I had an idea which if brought up thru the right people might go somewhere. instead of wifi on a train once could put ethernet jacks next to the power plugs and then you could have a sat uplink either in each car or in just one car and link em.

peter


----------



## Chris J. (Jan 24, 2008)

PerRock said:


> I had an idea which if brought up thru the right people might go somewhere. instead of wifi on a train once could put ethernet jacks next to the power plugs and then you could have a sat uplink either in each car or in just one car and link em.
> peter



I suspect a wifi access point is cheaper than running the cables needed and a big hub to drive it all. It's less to maintain and there are are devices that can use wifi but don't have ethernet ports (PDAs for example).
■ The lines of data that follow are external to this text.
PR #712, opened 2021-09-24
Redirect test output when we are running on the CI

### LINKED ISSUE #694: Redirecting the test output (to prevent the CI from leaking secrets) is preventing us to get the actual error locally
### Description

I faced this issue investigating failures at the time to deploy openscapes.
More details here: https://github.com/2i2c-org/pilot-hubs/pull/691#issuecomment-922320344

### Value / benefit

We should be able to easily get the test output when we are working locally whereas we redirect the output in the CI environment.

### Implementation details

A proposal lives in this comment: https://github.com/2i2c-org/pilot-hubs/pull/691#issuecomment-922320344 (check diff) and people showed interest to have this piece as a new PR.

### Tasks to complete

- [x] PR diff with the proposed implementation
- [ ] Discuss details about the env variable that we may use to detect the GitHub env

### Updates

_No response_

damianavila:
The idea of this PR is just redirecting to dev/null only if we are running the deployer on the CI and get the full
output when running locally.

Accordingly, to [GitHub docs about environment variables](https://docs.github.com/en/actions/learn-github-actions/environment-variables), the `CI` is always set to `true`. I think that should be enough to "detect" the CI environment.

Closes #694


damianavila:
Picked some reviewers but everyone is invited to review :wink:

deployer/hub.py
```diff
@@ -458,7 +458,20 @@ def deploy(self, auth_provider, secret_key, skip_hub_health_test=False):
                 # This can contain sensitive info - so we hide stderr
                 # FIXME: Don't use pytest - just call a function instead
                 print("Running hub health check...")
-                with open(os.devnull, 'w') as dn, redirect_stderr(dn), redirect_stdout(dn):
+                # Show errors locally but redirect on CI
+                gh_ci = os.environ.get('CI', "false")
+                if gh_ci == "true":
+                    print("Testing on CI, redirected output")
```
choldgraf, line 464:
```suggestion
                    print("Testing on CI, not printing output")
```
just to be a bit more explicit

deployer/hub.py
```diff
@@ -458,7 +458,20 @@ def deploy(self, auth_provider, secret_key, skip_hub_health_test=False):
...
+                    with open(os.devnull, 'w') as dn, redirect_stderr(dn), redirect_stdout(dn):
+                        exit_code = pytest.main([
+                            "-q",
+                            "deployer/tests",
+                            "--hub-url", hub_url,
+                            "--api-token", service_api_token,
+                            "--hub-type", self.spec['template']
+                        ])
```
choldgraf, line 472: Do you think that we could define these arguments in a single variable like:

```python
pytest_args = [
    "-q",
    "deployer/tests",
    "--hub-url", hub_url,
    "--api-token", service_api_token,
    "--hub-type", self.spec['template']
]
```

and then reuse them in each block below, like:

```python
exit_code = pytest.main(pytest_args)
```

so that it's easier to tell that both parts of the `if` statement are basically doing the same thing?

choldgraf (commented):
a few quick thoughts but it LGTM in general!

deployer/hub.py
damianavila: Makes total sense to me!

damianavila: Pushed change in the last commit.

GeorgianaElena (approved):
LGTM :rocket:

sgibson91 (approved):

If the OP includes wifi on trains across the pond (i'm in the UK) i've used it on the GNER (and now National Express) services on our east coast mainline. The connection does drop out from time to time, and the latency seems pretty high, but for surfing and email it's fine, instant messaging works but you get kicked off every now and then, i guess when the connections drops out. I'd not like to play Counter Strike over it though 

I believe the system uses a combination of cell phone (GPRS/3G) technology and sat links. You appear out onto the big wide internet from a .se address, so the i guess it's a Swedish company who provide the data service.

It used to be free for first class passengers and standard (coach) passengers could pay for usage (you could do it online with a credit card). However now it's free for all passengers.

Cheers

Chris


----------



## Joel N. Weber II (Jan 24, 2008)

Providing a single wired ethernet jack to a seat probably costs $100 to $200 just to buy the parts and pay someone to install them. (Though maybe it's not quite that bad; I'm probably thinking of Boston area labor rates here, and train cars can be moved to areas with lower labor rates fairly easily.) You can find entire wireless access points in the $100-$200 range. You might want a nicer access point, but a nicer access point still costs a lot less than wiring dozens of seats.

Wired ethernet does provide dramatically higher performance than wireless ethernet, which can be a good thing in an office environment where you might be connecting to a file server, but if you're just going to feed everything through a cell phone modem, wireless ethernet has way more bandwidth than the cellular modem, and there's probably not much benefit to the wired ethernet.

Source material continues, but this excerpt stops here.